#### Records shown

PR #2478, opened 2026-07-22
googleadk: add NewPlugin worker-plugin wiring (v0.2.0)

DABH:
## What

Adds `googleadk.NewPlugin`, packaging the worker side of the integration as a worker plugin built on `temporal.SimplePlugin`, and makes it the standard wiring:

```go
adkPlugin, err := googleadk.NewPlugin(googleadk.Config{Models: ..., MCPToolsets: ...})
w := worker.New(c, taskQueue, worker.Options{Plugins: []worker.Plugin{adkPlugin}})
```

- **Worker start** (`RunContextBefore`): registers the `InvokeModel` / `ListMcpTools` / `CallMcpTool` Activities.
- **Worker stop** (`RunContextAfter`): calls `Activities.Close()`, so cached MCP toolsets (sessions / CommandTransport subprocesses) shut down with the worker automatically instead of relying on a user-remembered `defer acts.Close()`.
- **Replay-safe sharing**: run-context hooks also fire once per workflow replay; replays are tracked by instance key (counted — concurrent replays share a key) so a plugin shared with a replayer never closes the worker's toolsets, which would be terminal.
- `NewActivities` + `Register` remain the path for the test environments (which construct no real worker, so plugins do not run there) and manual wiring; `Register` now delegates to a shared helper also used by the plugin.

This mirrors sdk-python's `GoogleAdkPlugin`, which packages the same integration as a `SimplePlugin`.

## Testing plan

- `TestNewPluginRejectsInvalidConfig` — config validation surfaces at construction.
- `TestPluginRegistersActivitiesOnWorkerStart` — exactly the three Activities register through the plugin registry.
- `TestPluginClosesMCPToolsetsOnWorkerStop` — end-to-end through the test env: MCP toolset constructed and cached by a workflow run, closed exactly once on `StopWorker`, second stop is a no-op.
- `TestPluginReplayDoesNotCloseToolsets` — a replay pass neither closes nor poisons the shared Activities; verified the test fails when the replay guard is stubbed to an unconditional Close.
- Full package suite green including `-race`; gofmt/vet clean.

## Release

`CHANGELOG.md` carries this under `## [0.2.0] - 2026-07-22` for today's release cut.

### DIFF
--- a/contrib/googleadk/README.md
+++ b/contrib/googleadk/README.md
@@ -20,7 +20,8 @@ Tools run **in-workflow by default** — the idiomatic Temporal model: your work
 is deterministic, and anything that touches the network, clock, or disk goes
 through an Activity. Opt a tool into an Activity with `googleadk.ActivityAsTool`,
 or use `googleadk.NewMCPToolset` for MCP. The real model and any activity/MCP tool
-handlers live worker-side in the registry built by `googleadk.NewActivities(...)`.
+handlers live worker-side in the registry declared by `googleadk.Config` and
+wired onto the worker by `googleadk.NewPlugin(...)`.
 
 ## Add to your project
 
@@ -134,12 +135,11 @@ func main() {
 	}
 	defer c.Close()
 
-	w := worker.New(c, taskQueue, worker.Options{})
-	w.RegisterWorkflow(AgentWorkflow)
-
-	// Worker-side registry: the real model lives here. API keys are captured in
-	// the factory closure and never cross the Activity boundary.
-	acts, err := googleadk.NewActivities(googleadk.Config{
+	// Worker-side registry, wired as a worker plugin: the real model lives here.
+	// API keys are captured in the factory closure and never cross the Activity
+	// boundary. The plugin registers the Activities at worker start and closes
+	// cached MCP toolsets at worker stop.
+	adkPlugin, err := googleadk.NewPlugin(googleadk.Config{
 		Models: map[string]googleadk.ModelFactory{
 			"gemini-2.0-flash": func(ctx context.Context, name string) (model.LLM, error) {
 				// nil config reads GEMINI_API_KEY / GOOGLE_API_KEY from the env, worker-side.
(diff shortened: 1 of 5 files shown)


contrib/googleadk/README.md
```diff
@@ -201,7 +204,8 @@ the model SDK's own retries (see below), or override the fallbacks.
   a transient failure twice over. Let Temporal own retries.
 - **Test without a live LLM.** `testing.go` ships `FakeModel`, `FakeMCPServer`, and
   `TextResponse` / `FunctionCallResponse` so you can unit-test workflows with no
-  network.
+  network. The test environments do not run plugins; register the Activities
+  directly with `NewActivities` + `Register` (as this repo's own tests do).
```
brianstrauch, line 208: Should the test environments run plugins? We may also want to deprecate NewActivities if it provides no benefit over NewPlugin.

DABH:
CI note: the two failures (`integ-test` / `integ-test-cache`, windows-stable) are pre-existing flakes, not from this change:

- Both failing tests live in the root module's `test/` suite, which doesn't link `contrib/googleadk` (separate module) — this PR's code isn't in those binaries.
- The dominant failure, `TestNexusUpdateWorkflowOperation/Verify_concurrent_Updates_with_same_UpdateID_are_idempotent_and_finish`, fails on `main` across four other platform/version combos in runs without this change (details + run links in #2479; it was added in #2417 and has flaked since).
- `main` hasn't had a fully green CI run since ~07-17, with rotating integ-test flakes (`TestResourceBasedSlotSupplierManyActs`, `TestAsyncOperationFromWorkflow_CancellationTypes/Abandon`, …).

Re-ran the failed jobs.

contrib/googleadk/README.md
DABH: Re: test envs: Ideally yes; filed #2480 proposing it. Today they can't: the mock test environments never construct a real worker, so plugin hooks (worker-lifecycle concepts) have no anchor point. sdk-python doesn't have this gap because its test env runs a real worker, which is exactly why GoogleAdkPlugin composes into Python tests while Go needs the manual path.

Similarly, re: NewActivities: Blocked on #2480: the test environments are currently why the manual path exists (this package's own tests register through it), plus it's the escape hatch for Close error handling and multi-worker sharing. Once #2480 lands, deprecation becomes viable.

brianstrauch (approved):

########

§ **Assignment**: Return every line from the records above that holds the word "brianstrauch".

§ **Answer to this task**:
brianstrauch, line 208: Should the test environments run plugins? We may also want to deprecate NewActivities if it provides no benefit over NewPlugin.
brianstrauch (approved):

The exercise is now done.